» WHAT TO WORK ON: In the records below, find the lines that include "structures" and copy each.

» GIVEN DATA:
····················

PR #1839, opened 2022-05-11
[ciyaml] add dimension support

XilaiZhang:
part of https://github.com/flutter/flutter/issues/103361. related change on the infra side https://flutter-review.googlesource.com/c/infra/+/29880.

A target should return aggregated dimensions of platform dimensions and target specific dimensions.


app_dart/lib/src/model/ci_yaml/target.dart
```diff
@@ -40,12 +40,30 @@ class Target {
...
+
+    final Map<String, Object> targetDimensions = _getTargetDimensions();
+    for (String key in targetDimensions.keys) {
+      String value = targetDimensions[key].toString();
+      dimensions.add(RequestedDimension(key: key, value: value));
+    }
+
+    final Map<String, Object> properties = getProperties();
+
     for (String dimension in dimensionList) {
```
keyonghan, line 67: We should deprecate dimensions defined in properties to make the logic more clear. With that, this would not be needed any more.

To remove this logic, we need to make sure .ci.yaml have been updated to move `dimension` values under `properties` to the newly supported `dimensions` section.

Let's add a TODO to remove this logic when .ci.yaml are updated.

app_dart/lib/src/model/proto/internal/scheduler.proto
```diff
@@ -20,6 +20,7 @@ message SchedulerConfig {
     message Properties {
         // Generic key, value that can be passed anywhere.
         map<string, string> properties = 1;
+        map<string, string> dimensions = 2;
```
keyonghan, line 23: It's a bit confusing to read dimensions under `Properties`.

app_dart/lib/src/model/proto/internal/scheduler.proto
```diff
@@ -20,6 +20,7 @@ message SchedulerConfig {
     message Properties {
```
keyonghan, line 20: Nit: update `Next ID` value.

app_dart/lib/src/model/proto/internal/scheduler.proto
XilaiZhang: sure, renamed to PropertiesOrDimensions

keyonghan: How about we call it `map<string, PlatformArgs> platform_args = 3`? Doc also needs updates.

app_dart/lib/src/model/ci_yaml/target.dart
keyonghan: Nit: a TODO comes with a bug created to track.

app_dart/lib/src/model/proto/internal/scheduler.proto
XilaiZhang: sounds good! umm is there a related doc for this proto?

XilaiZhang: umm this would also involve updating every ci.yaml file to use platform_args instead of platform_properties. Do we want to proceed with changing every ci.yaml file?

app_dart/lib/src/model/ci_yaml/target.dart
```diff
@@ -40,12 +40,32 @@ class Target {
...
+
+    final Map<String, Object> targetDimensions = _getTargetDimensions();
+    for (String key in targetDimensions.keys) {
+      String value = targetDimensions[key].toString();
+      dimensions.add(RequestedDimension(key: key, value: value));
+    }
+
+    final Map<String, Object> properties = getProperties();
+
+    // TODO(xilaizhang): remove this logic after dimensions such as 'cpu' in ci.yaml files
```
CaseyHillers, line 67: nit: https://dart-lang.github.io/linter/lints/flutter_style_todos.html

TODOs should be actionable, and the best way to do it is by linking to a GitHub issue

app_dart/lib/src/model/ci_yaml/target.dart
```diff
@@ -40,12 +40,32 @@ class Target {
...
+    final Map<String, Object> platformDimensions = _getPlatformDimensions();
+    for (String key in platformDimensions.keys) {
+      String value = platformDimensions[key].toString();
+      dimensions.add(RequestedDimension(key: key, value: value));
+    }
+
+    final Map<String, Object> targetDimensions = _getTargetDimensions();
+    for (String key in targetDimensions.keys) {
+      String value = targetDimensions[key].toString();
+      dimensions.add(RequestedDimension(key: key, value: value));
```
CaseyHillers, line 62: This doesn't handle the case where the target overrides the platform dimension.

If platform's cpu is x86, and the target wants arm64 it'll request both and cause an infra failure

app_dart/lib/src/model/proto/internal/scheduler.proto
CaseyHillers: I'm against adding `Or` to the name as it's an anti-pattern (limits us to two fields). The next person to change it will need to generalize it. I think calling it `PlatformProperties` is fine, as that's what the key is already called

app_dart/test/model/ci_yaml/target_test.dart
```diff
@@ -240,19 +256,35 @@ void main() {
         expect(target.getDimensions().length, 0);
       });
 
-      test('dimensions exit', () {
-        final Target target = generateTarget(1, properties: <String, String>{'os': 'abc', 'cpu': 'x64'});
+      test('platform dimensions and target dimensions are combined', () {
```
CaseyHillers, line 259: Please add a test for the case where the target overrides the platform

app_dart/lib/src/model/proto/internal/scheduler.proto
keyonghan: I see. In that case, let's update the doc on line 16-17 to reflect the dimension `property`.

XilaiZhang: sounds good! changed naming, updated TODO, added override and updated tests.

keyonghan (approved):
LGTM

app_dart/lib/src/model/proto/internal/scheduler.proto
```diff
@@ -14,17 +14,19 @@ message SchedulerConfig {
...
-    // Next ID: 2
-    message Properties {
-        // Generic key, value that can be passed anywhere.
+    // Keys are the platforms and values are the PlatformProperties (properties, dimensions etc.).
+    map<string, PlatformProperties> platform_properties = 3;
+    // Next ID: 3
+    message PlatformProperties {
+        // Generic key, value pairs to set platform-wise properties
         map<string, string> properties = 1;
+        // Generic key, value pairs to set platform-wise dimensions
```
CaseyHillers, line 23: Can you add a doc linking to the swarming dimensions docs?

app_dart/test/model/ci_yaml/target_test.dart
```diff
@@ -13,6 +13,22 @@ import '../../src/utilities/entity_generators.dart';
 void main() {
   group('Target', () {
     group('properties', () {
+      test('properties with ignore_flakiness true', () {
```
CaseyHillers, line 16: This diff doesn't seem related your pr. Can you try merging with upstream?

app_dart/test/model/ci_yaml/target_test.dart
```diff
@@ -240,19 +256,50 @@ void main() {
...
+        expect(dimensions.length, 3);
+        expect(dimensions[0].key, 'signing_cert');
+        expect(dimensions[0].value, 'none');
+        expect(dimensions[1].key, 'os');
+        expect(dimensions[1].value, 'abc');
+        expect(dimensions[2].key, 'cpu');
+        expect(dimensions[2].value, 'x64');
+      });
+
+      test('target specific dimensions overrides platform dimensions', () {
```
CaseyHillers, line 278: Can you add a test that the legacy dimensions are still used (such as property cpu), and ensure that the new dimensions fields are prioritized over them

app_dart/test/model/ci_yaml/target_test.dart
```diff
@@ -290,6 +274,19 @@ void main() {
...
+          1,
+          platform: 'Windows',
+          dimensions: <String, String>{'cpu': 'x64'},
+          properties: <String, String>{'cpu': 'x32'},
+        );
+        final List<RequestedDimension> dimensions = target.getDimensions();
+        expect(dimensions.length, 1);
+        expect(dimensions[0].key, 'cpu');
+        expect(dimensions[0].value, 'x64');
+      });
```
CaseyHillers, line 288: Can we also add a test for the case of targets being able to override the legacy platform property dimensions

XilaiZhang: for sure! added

····················

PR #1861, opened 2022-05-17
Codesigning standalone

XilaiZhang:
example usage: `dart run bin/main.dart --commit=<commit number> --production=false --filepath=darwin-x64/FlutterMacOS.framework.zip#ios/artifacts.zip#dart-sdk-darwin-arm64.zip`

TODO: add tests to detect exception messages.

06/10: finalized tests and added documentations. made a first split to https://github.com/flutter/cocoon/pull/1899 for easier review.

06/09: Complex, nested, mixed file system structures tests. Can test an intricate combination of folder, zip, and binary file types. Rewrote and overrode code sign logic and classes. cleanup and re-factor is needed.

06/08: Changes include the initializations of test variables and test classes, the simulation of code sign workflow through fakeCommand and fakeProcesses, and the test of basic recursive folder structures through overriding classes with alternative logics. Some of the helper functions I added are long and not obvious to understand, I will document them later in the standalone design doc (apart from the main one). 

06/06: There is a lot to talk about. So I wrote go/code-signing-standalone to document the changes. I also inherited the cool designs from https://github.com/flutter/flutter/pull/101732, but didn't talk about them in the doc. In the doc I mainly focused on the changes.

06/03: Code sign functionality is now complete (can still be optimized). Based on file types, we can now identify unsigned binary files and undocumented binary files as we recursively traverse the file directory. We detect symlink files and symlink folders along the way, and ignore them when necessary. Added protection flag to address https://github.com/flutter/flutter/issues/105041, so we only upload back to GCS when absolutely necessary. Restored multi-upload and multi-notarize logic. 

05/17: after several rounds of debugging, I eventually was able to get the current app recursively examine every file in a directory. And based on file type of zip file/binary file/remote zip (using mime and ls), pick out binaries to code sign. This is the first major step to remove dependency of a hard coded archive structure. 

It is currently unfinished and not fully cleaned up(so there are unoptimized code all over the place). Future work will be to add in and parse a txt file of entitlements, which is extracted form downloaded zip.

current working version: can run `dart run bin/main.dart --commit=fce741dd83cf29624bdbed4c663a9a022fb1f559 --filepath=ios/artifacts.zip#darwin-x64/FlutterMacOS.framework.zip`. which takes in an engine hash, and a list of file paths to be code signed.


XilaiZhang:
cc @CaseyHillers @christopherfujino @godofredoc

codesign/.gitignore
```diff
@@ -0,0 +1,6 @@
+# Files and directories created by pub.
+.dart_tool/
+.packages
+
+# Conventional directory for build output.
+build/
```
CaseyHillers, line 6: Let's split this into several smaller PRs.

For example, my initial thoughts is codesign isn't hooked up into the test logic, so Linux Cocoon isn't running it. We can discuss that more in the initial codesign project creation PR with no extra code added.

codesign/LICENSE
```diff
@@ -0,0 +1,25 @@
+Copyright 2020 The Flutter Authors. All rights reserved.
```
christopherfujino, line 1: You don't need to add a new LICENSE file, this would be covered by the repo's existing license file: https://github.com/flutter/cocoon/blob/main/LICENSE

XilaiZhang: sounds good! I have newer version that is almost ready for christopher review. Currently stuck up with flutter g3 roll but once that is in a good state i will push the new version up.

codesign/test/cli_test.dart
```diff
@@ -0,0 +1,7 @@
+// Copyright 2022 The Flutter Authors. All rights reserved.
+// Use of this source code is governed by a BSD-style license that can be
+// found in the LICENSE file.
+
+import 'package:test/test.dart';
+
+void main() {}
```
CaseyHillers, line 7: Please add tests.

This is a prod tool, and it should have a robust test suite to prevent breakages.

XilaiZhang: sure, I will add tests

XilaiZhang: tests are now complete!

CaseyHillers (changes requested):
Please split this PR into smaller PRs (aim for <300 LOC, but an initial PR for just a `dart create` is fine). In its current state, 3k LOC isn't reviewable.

····················

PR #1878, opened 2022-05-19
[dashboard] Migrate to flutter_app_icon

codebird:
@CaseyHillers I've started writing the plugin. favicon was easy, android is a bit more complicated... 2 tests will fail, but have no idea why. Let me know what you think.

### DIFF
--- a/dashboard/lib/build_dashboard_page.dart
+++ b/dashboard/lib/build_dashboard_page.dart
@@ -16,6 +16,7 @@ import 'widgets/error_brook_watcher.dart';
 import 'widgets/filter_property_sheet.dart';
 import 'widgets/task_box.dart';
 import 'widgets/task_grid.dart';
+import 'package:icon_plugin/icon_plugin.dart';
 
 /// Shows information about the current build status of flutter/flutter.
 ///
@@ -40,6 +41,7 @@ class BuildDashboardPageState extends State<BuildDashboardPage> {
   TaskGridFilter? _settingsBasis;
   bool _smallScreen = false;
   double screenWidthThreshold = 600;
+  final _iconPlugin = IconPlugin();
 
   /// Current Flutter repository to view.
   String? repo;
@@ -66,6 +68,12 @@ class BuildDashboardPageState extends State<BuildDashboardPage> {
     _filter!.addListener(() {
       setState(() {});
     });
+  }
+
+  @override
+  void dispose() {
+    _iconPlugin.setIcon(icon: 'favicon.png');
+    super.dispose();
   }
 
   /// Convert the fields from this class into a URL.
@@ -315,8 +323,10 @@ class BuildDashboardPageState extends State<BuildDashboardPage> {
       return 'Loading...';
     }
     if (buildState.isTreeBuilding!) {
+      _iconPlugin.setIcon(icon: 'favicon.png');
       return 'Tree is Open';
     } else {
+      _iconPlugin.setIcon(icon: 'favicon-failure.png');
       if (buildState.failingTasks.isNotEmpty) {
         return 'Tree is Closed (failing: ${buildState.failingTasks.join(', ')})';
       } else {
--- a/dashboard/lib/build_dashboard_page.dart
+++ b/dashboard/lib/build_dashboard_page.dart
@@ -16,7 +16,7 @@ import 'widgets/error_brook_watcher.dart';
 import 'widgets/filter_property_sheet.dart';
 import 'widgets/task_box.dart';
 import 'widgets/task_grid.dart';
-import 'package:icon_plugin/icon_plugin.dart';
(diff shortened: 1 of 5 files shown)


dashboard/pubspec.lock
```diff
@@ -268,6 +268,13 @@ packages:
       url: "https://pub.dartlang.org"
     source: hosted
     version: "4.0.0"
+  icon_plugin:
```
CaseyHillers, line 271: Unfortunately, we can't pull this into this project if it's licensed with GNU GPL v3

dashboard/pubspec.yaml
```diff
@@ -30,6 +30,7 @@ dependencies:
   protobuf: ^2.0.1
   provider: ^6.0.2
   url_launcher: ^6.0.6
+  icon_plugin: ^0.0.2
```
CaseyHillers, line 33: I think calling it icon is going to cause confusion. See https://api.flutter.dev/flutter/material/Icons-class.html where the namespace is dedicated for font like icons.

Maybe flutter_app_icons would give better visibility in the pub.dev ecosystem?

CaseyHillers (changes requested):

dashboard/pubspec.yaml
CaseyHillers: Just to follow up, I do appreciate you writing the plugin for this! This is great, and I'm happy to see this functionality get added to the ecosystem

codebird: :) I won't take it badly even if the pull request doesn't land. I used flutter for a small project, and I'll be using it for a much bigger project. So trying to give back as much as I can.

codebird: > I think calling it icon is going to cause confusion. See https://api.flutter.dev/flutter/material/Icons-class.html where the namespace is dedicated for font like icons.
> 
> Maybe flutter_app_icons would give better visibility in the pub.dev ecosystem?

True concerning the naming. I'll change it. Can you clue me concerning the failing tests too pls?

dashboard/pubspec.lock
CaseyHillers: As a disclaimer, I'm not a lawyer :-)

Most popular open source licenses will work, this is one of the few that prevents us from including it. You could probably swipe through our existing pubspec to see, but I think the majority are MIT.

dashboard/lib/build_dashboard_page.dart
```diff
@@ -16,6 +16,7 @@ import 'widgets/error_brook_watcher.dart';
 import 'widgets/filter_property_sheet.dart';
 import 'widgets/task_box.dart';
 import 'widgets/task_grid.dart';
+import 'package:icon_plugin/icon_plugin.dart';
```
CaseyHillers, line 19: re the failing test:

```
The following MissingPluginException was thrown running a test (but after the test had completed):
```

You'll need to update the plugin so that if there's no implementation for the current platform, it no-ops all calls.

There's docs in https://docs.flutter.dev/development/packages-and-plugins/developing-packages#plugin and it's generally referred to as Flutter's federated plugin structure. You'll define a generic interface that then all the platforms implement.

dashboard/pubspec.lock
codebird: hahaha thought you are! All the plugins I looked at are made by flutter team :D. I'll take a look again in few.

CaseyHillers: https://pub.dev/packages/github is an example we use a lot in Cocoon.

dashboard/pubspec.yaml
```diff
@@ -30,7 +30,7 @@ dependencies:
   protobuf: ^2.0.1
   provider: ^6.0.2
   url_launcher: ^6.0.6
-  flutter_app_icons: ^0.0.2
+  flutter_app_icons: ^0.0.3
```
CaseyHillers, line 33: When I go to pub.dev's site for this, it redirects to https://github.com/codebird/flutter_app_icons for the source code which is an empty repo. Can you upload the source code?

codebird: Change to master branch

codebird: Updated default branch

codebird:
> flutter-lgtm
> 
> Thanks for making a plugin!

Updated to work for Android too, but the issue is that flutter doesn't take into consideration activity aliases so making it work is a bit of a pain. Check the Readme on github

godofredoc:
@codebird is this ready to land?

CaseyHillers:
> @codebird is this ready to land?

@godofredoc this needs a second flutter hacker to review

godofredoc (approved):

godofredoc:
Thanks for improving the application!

····················

» EXERCISE OUTPUT:
06/09: Complex, nested, mixed file system structures tests. Can test an intricate combination of folder, zip, and binary file types. Rewrote and overrode code sign logic and classes. cleanup and re-factor is needed.
06/08: Changes include the initializations of test variables and test classes, the simulation of code sign workflow through fakeCommand and fakeProcesses, and the test of basic recursive folder structures through overriding classes with alternative logics. Some of the helper functions I added are long and not obvious to understand, I will document them later in the standalone design doc (apart from the main one). 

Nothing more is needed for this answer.